Figure 1. The inverse relationship between memory usage and CPU time
An example of the inverse relationship between memory usage and CPU time involves the one-dimensional array and doubly-linked list datastructures, and their insertion/deletion algorithms. For any given list of data items, a one-dimensional array occupies less memory than a doubly linked list: a doubly linked list needs to associate links with data items to find each data item's predecessor and successor, which requires extra memory. In contrast, a one-dimensional array's insertion/deletion algorithms are slower than a doubly linked list's equivalent algorithms: inserting a data item into or deleting a data item from a one-dimensional array requires data item movement to expose an empty element for insertion or close an element made empty by deletion. (I explore one-dimensional arrays later in this article, and doubly linked lists in next month's article.)
This article initiates a two-part series that explores datastructures and algorithms. The article begins with a presentation of basic concepts and continues with a tour of the array datastructure. You learn about one-dimensional, two-dimensional, and ragged arrays, plus linear-search, bubble-sort, binary-search, and matrix-multiplication array-oriented algorithms. The article ends by asserting that Java's arrays are objects.
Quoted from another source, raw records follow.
PR #2757, opened 2026-06-27
Remove CPI v1 Support

aramprice:
CPI v1 has been deprecated for a long time, we should stop testing it.

=> https://bosh.ci.cloudfoundry.org/builds/365976656 ✅


src/bosh-director/lib/clouds/external_cpi_response_wrapper.rb
```diff
@@ -20,7 +20,6 @@ def set_disk_metadata(*arguments); invoke_cpi_method(__method__.to_s, *arguments
     def create_disk(*arguments); invoke_cpi_method(__method__.to_s, *arguments); end
     def has_disk(*arguments); invoke_cpi_method(__method__.to_s, *arguments); end
     def delete_disk(*arguments); invoke_cpi_method(__method__.to_s, *arguments); end
-    def attach_disk(*arguments); invoke_cpi_method(__method__.to_s, *arguments); end
```
aramprice, line 23: Why is the `attach_disk()` method removed?

aramprice: Delegator was removed

src/tasks/spec.rake
```diff
@@ -85,13 +85,13 @@ namespace :spec do
...
     desc 'Run all unit tests in parallel'
-    multitask parallel: %w[spec:unit:release:parallel] + component_dir_names.map{|d| "spec:unit:#{component_symbol(d)}:parallel" } do
+    multitask parallel: %w[spec:unit:release:parallel spec:unit:integration_support:parallel] + component_dir_names.map{|d| "spec:unit:#{component_symbol(d)}:parallel" } do
       trap('INT') { exit }
     end
   end
 
   desc 'Run all unit tests'
-  task unit: %w[spec:unit:release] + component_dir_names.map{|d| "spec:unit:#{component_symbol(d)}" }
+  task unit: %w[spec:unit:release spec:unit:integration_support] + component_dir_names.map{|d| "spec:unit:#{component_symbol(d)}" }
```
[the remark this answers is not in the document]
aramprice: This is not correct, without explicit inclusion of specs under `spec/integration_support/spec/` they are not executed.

src/bosh-director/lib/clouds/external_cpi_response_wrapper.rb
aramprice: The generic one-liner delegator for `attach_disk` was removed from the list because the class already has an explicit `attach_disk` implementation at lines 46-50. Having both definitions caused a `Lint/DuplicateMethods` RuboCop warning.

The explicit implementation is what we need — it raises `Bosh::Clouds::AttachDiskResponseError` when the CPI returns nil or an empty disk hint. The generic delegator would have silently overridden this validation logic (Ruby uses the last definition of a method), so removing it ensures the validation is always active.

aramprice:
@coderabbitai review

aramprice:
@coderabbitai review

src/bosh-director/lib/bosh/director/cloud_factory.rb
```diff
@@ -58,9 +58,9 @@ def get(cpi_name, stemcell_api_version = nil)
 
       begin
         info_response = cloud.info || {}
-        cpi_api_version = info_response.fetch('api_version', 1)
-      rescue
-        cpi_api_version = 1
+        cpi_api_version = info_response.fetch('api_version')
+      rescue StandardError
+        raise Bosh::Clouds::NotSupported, 'CPI must report api_version via info'
       end
```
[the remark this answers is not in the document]
aramprice: Fixed — narrowed the rescue to specifically catch `Bosh::Clouds::NotImplemented` (for CPIs that don't implement `info`) and use a `fetch` block for the missing `api_version` key, so real transport or execution errors propagate naturally.

src/spec/integration_support/dummy_cpi.rb
```diff
@@ -0,0 +1,936 @@
...
+
+    def read_all
+      @logger.debug("Reading all inputs: #{File.read(ordered_file_path)}")
+      result = []
+      File.read(ordered_file_path).split("\n").each do |request|
+        data = JSON.parse(request)
+        result << CpiInvocation.new(data['method_name'], data['inputs'], data['context'])
+      end
+      result
+    end
```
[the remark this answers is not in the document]
aramprice: Fixed — `read_all` now returns an empty array early if the file doesn't exist, and reads the file only once into `content` before logging and parsing.

rkoster (approved):

neddp (approved):

src/bosh-director/lib/bosh/director/cloud_factory.rb
```diff
@@ -57,10 +57,12 @@ def get(cpi_name, stemcell_api_version = nil)
...
-        info_response = cloud.info || {}
-        cpi_api_version = info_response.fetch('api_version', 1)
-      rescue
-        cpi_api_version = 1
+        info_response = cloud.info
+      rescue Bosh::Clouds::NotImplemented
+        raise Bosh::Clouds::NotSupported, 'CPI must report api_version via info'
+      end
+      cpi_api_version = (info_response || {}).fetch('api_version') do
+        raise Bosh::Clouds::NotSupported, 'CPI must report api_version via info'
```
ystros, line 65: 🎉 🔥

ystros (approved):

PR #2766, opened 2026-07-10
fix: semver resource uses git

mkocher:

This makes the semver resource use git instead of a gcs bucket that runs the risk of being garbage collected.

 #2765


ystros (approved):

aramprice (approved):

aramprice:
It seems like the pipeline may have already been re-configured, going to merge this.

PR #2781, opened 2026-07-15
packaging: copy `.bundle/confg` into package

aramprice:
This file is created by the `bosh_bundle_local` function used to install gems during packaging, but because the function is not executed while in `$BOSH_INSTALL_TARGET` the `.bundle/` directory is not present in the package.

### DIFF
--- a/packages/director/packaging
+++ b/packages/director/packaging
@@ -36,5 +36,4 @@ bundle config set build.pg \
 bosh_bundle_local
 bosh_generate_runtime_env
 
-cp Gemfile ${BOSH_INSTALL_TARGET}
-cp Gemfile.lock ${BOSH_INSTALL_TARGET}
+cp -vr Gemfile Gemfile.lock .bundle "${BOSH_INSTALL_TARGET}"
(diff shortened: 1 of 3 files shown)


packages/director/packaging
```diff
@@ -36,5 +36,4 @@ bundle config set build.pg \
 bosh_bundle_local
 bosh_generate_runtime_env
 
-cp Gemfile ${BOSH_INSTALL_TARGET}
-cp Gemfile.lock ${BOSH_INSTALL_TARGET}
+cp -vr Gemfile Gemfile.lock .bundle "${BOSH_INSTALL_TARGET}"
```
ystros, line 39: Do we truly want verbose mode on these copies?

ystros (approved):

packages/director/packaging
aramprice: ¯\_(ツ)_/¯ - seems relatively harmless since it's only 3 files, but I'm not sure where this output would ever be visible

aramprice: Changed this in https://github.com/cloudfoundry/bosh/pull/2782

aramprice:
Closing in favor of https://github.com/cloudfoundry/bosh/pull/2782

PR #2785, opened 2026-07-16
Switch config-server resource to config-server-release repo

aramprice:
The cloudfoundry/config-server repo has been archived; its contents were merged into cloudfoundry/config-server-release. Update the pipeline resource to use HTTPS against the new repo (removing the SSH deploy key), target the main branch, and update SOURCE_DIR in config_server_service.rb to point to src/config-server within the release repo where the Go source now lives.

### DIFF
--- a/ci/pipeline.yml
+++ b/ci/pipeline.yml
@@ -1879,9 +1879,8 @@ resources:
   - name: config-server
     type: git
     source:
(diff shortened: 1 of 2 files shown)


aramprice:
EasyCLA seems to be having issues. At some point it can be re-run using:

```
/easycla
```

beyhan (approved):

PR #916, opened 2019-03-08
 decaytable: first try to use local version 

miweberSMI:


miweberSMI:
Dear all, 

I am pinging also @amorsch on this PR, so that he could comment.

Thanks and cheers,
Michael

fprino:
Hi,

I was thinking that we could try to modify openDecayTable.F and AliDecayerPythia in such a way that we can have the name of the file with the decay table as a data member of AliDEcayerPythia, which can be set from the Config macro, and pass it to openDecayTable.F the name .
In this way, we could have different decay table files committed in AliRoot/data (e.g. decaydatable-lowMassee.dat) and use them in the MC productions by changing the Config file.

What do you think?

Cheers, Francesco

miweberSMI:
Hi @fprino,

that would be of course much more elegant. I did the poor man's solution here...

Cheers,
Michael

amorsch:
+1

chiarazampolli:
+1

Note: You can download the source code that accompanies this article from Resources .
Datastructure and algorithm basics
Before we explore specific datastructures and algorithms, we need to examine three basic questions: What is a datastructure? What is an algorithm? How do you represent an algorithm? Knowledge of those concepts helps you understand this series.
What is a datastructure?
Datastructures have been around since the structured programming era. A definition from that era: a datastructure is a set of types, a designated type from that type set, a set of functions, and a set of axioms. That definition implies that a datastructure is a type with implementation. In our object-oriented programming era, type with implementation means class.
The datastructure is a class definition is too broad because it embraces Employee , Vehicle , Account , and many other real-world entity-specific classes as datastructures. Although those classes structure various data items, they do so to describe real-world entities (in the form of objects) instead of describing container objects for other entity (and possibly container) objects. This containment idea leads to a more appropriate datastructure definition: a datastructure is a container class that provides storage for data items, and capabilities for storing and retrieving data items. Examples of container datastructures: arrays, linked lists, stacks, and queues. (I will explore the linked-list, stack, and queue datastructures next month.)
What is an algorithm?
Algorithms often associate with datastructures. An algorithm is a sequence of instructions that accomplishes a task in a finite time period. The algorithm receives zero or more inputs, produces at least one output, consists of clear and unambiguous instructions, terminates after a finite number of steps, and is basic enough that a person can carry out the algorithm using a pencil and paper. In contrast, a program is not necessarily finite: the program, such as a Web server, may never terminate without external intervention. Examples of algorithms associated with datastructures: linear-search, bubble-sort, binary-search, matrix-multiplication, linked-list-concatenation, stack-push-and-pop, and queue-insert-and-delete. (I will explore the linked-list-concatenation, stack-push-and-pop, and queue-insert-and-delete algorithms next month.)
Algorithm representation
How do you represent an algorithm? The most obvious representation: Java source code. However, writing source code before you fully understand an algorithm often leads to difficult-to-find bugs. One technique for overcoming those bugs involves flowcharts.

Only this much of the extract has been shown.